# OCTOBER FUN PHOTO CHALLENGE



## clare

Well Autumn is well and truly here,so time for some beautiful fall foliage pics with Havs frolicking in the leaves,all things autumnal,plus some super scary Halloween Havs!!Lets see all the pups enjoying the autumn season.Here are some pics from last autumn and halloween.


----------



## TilliesMom

we spent the day at the lake, it is still 102 degrees here ... sooooo no fall pics from me! at least not from THIS year!


----------



## lise

TilliesMom said:


> we spent the day at the lake, it is still 102 degrees here ... sooooo no fall pics from me! at least not from THIS year!


JEALOUS!


----------



## Pipersmom

Ohhh, Chica! You are a beauty.


----------



## lise

Chica is so cute


----------



## whimsy

chica is so cute....the fall colors are starting to look beautiful!


----------



## TilliesMom

lise said:


> JEALOUS!


please DO NOT be jealous... it is NO FUN. seriously. I work outside and 103 degrees day after day after day after day is NO FUN. lake or not. I would MUCH rather be cozy inside, baking cookies!!


----------



## TilliesMom

oh my goodness, I LOVE Chica's coloring!! and those red leaves!??? Are they REAL!?? Amazing!


----------



## TilliesMom

wow. ours haven't even started turning color yet!! lol


----------



## The Laughing Magpie

We are not getting the reds here yet golds, but the reds will come if it does not get hot. Chica looks beautiful in her setting.


----------



## motherslittlehelper

Where are the pictures of Chica? Why am I not seeing them? I see Clare's photos, but no Chica??


----------



## Kathie

Chica is such a cutie and I am jealous of your beautiful fall colors, too.
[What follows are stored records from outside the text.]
PR #76, opened 2019-10-03
capstone: add support for cs_ac_type in x86

hghwng:
I don't think that generating `cs_ac_type` as an enum is a good option — it's a bitflag in fact. I had to write a ton of if-else as a workaround. Suggestions are appreciated!

### DIFF
--- a/capstone-rs/src/arch/x86.rs
+++ b/capstone-rs/src/arch/x86.rs
@@ -1,10 +1,12 @@
 //! Contains x86-specific types
 
 use core::convert::From;
+use core::convert::TryInto;
 use core::{cmp, fmt, slice};
 
 use capstone_sys::{
-    cs_x86_op__bindgen_ty_1, x86_op_mem, x86_op_type, cs_x86, cs_x86_op};
+    cs_ac_type, cs_x86, cs_x86_op, cs_x86_op__bindgen_ty_1, x86_op_mem, x86_op_type,
+};
 pub use capstone_sys::x86_insn_group as X86InsnGroup;
 pub use capstone_sys::x86_insn as X86Insn;
 pub use capstone_sys::x86_reg as X86Reg;
@@ -17,8 +19,7 @@ pub use capstone_sys::x86_avx_rm as X86AvxRm;
 
 pub use crate::arch::arch_builder::x86::*;
 use crate::arch::DetailsArchInsn;
-use crate::instruction::{RegId, RegIdInt};
-
+use crate::instruction::{RegAccessType, RegId, RegIdInt};
 
 /// Contains X86-specific details for an instruction
 pub struct X86InsnDetail<'a>(pub(crate) &'a cs_x86);
@@ -45,6 +46,10 @@ impl X86OperandType {
 pub struct X86Operand {
     /// Operand size
     pub size: u8,
+
+    /// How is this operand accessed? NOTE: this field is irrelevant if engine
+    /// is compiled in DIET mode.
+    pub access: Option<RegAccessType>,
 
     /// AVX broadcast
     pub avx_bcast: X86AvxBcast,
@@ -208,9 +213,10 @@ impl Default for X86Operand {
     fn default() -> Self {
         X86Operand {
             size: 0,
+            access: None,
             avx_bcast: X86AvxBcast::X86_AVX_BCAST_INVALID,
             avx_zero_opmask: false,
-            op_type: X86OperandType::Invalid
+            op_type: X86OperandType::Invalid,
         }
     }
 }
@@ -220,6 +226,7 @@ impl<'a> From<&'a cs_x86_op> for X86Operand {
         let op_type = X86OperandType::new(op.type_, op.__bindgen_anon_1);
         X86Operand {
             size: op.size,
+            access: cs_ac_type(op.access as _).try_into().ok(),
             avx_bcast: op.avx_bcast,
             avx_zero_opmask: op.avx_zero_opmask,
             op_type,
--- a/capstone-rs/src/instruction.rs
+++ b/capstone-rs/src/instruction.rs
@@ -1,3 +1,4 @@
+use core::convert::TryFrom;
 use core::fmt::{self, Debug, Display, Error, Formatter};
 use core::marker::PhantomData;
 use core::slice;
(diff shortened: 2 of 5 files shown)


hghwng:
Hmm, i forgot the test :sweat_smile: Now it's fixed!

capstone-rs/src/arch/x86.rs
```diff
@@ -218,8 +223,23 @@ impl Default for X86Operand {
...
+        } else if op.access == CS_AC_READ as _ {
+            RegAccessType::Read
+        } else if op.access == CS_AC_WRITE as _ {
+            RegAccessType::Write
+        } else if op.access == CS_AC_WRITE as u8 | CS_AC_READ as u8 {
+            RegAccessType::ReadWrite
+        } else {
+            unreachable!()
+        };
+
```
tmfink: Move this logic into an `impl From<cs_ac_type> for RegAccessType` in `instruction.rs`. That way, multiple architectures can use it.

capstone-rs/src/instruction.rs
```diff
@@ -36,6 +36,19 @@ pub type RegIdInt = u16;
 #[derive(Copy, Clone, Debug, Hash, PartialEq, Eq, PartialOrd, Ord)]
 pub struct RegId(pub RegIdInt);
 
+/// Represents how the register is accessed.
+#[derive(Copy, Clone, Debug, Hash, PartialEq, Eq)]
+pub enum RegAccessType {
```
tmfink: Can an access be not read nor write, but still valid?

I also wonder if we should eliminate the `Invalid` variant and return `Option<RegAccessType>`, which may make it less likely for users to ignore the "invalid" case.

tmfink: Add an `impl` block that includes getter methods `is_read()` and `is_write()` so that users don't have to write an in themselves.

capstone-rs/src/arch/x86.rs
```diff
@@ -218,8 +223,23 @@ impl Default for X86Operand {
 impl<'a> From<&'a cs_x86_op> for X86Operand {
     fn from(op: &cs_x86_op) -> X86Operand {
         let op_type = X86OperandType::new(op.type_, op.__bindgen_anon_1);
+
```
tmfink: To eliminate the possibility for undefined behavior, do a separate bitwise check for read then write. Then check for cases ReadWrite, Read, and Write. In the else block, return Invalid.

Otherwise, other higher order bits being set could result in undefined behavior.

capstone-rs/src/arch/x86.rs
```diff
@@ -4,7 +4,7 @@ use core::convert::From;
 use core::{cmp, fmt, slice};
 
 use capstone_sys::{
-    cs_x86_op__bindgen_ty_1, x86_op_mem, x86_op_type, cs_x86, cs_x86_op};
+    cs_ac_type, cs_x86_op__bindgen_ty_1, x86_op_mem, x86_op_type, cs_x86, cs_x86_op};
```
tmfink: We may want to modify `capstone-sys` to treat `cs_ac_type` as a bitflag (which bindgen supports).

tmfink:
Thanks for the PR! I just posted some review comments. Ask me if you have any questions.

tmfink:
To update capstone-sys pre-generated bindings:
- In `capstone-sys/build.rs`, add `cs_ac_type` to the `bitfield_enum` pattern
- See `capstone-sys/pre_generated/update-bindings.md` to update pre-generated bindings
- Please keep any pre-generated bindings update in capstone-sys change as a separate commit.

No fall color here in south GA! It is still in upper 80's but guess that is better than Tammy's temps!


----------



## nlb

My little pumpkin!:biggrin1:


----------



## The Laughing Magpie

Oh Cassie kept the had on so you could take her picture, what a good girl! Very cute.


----------



## lise

cutey pumpkin!


----------



## nlb

>>> Oh Cassie kept the had on so you could take her picture, what a good girl! Very cute.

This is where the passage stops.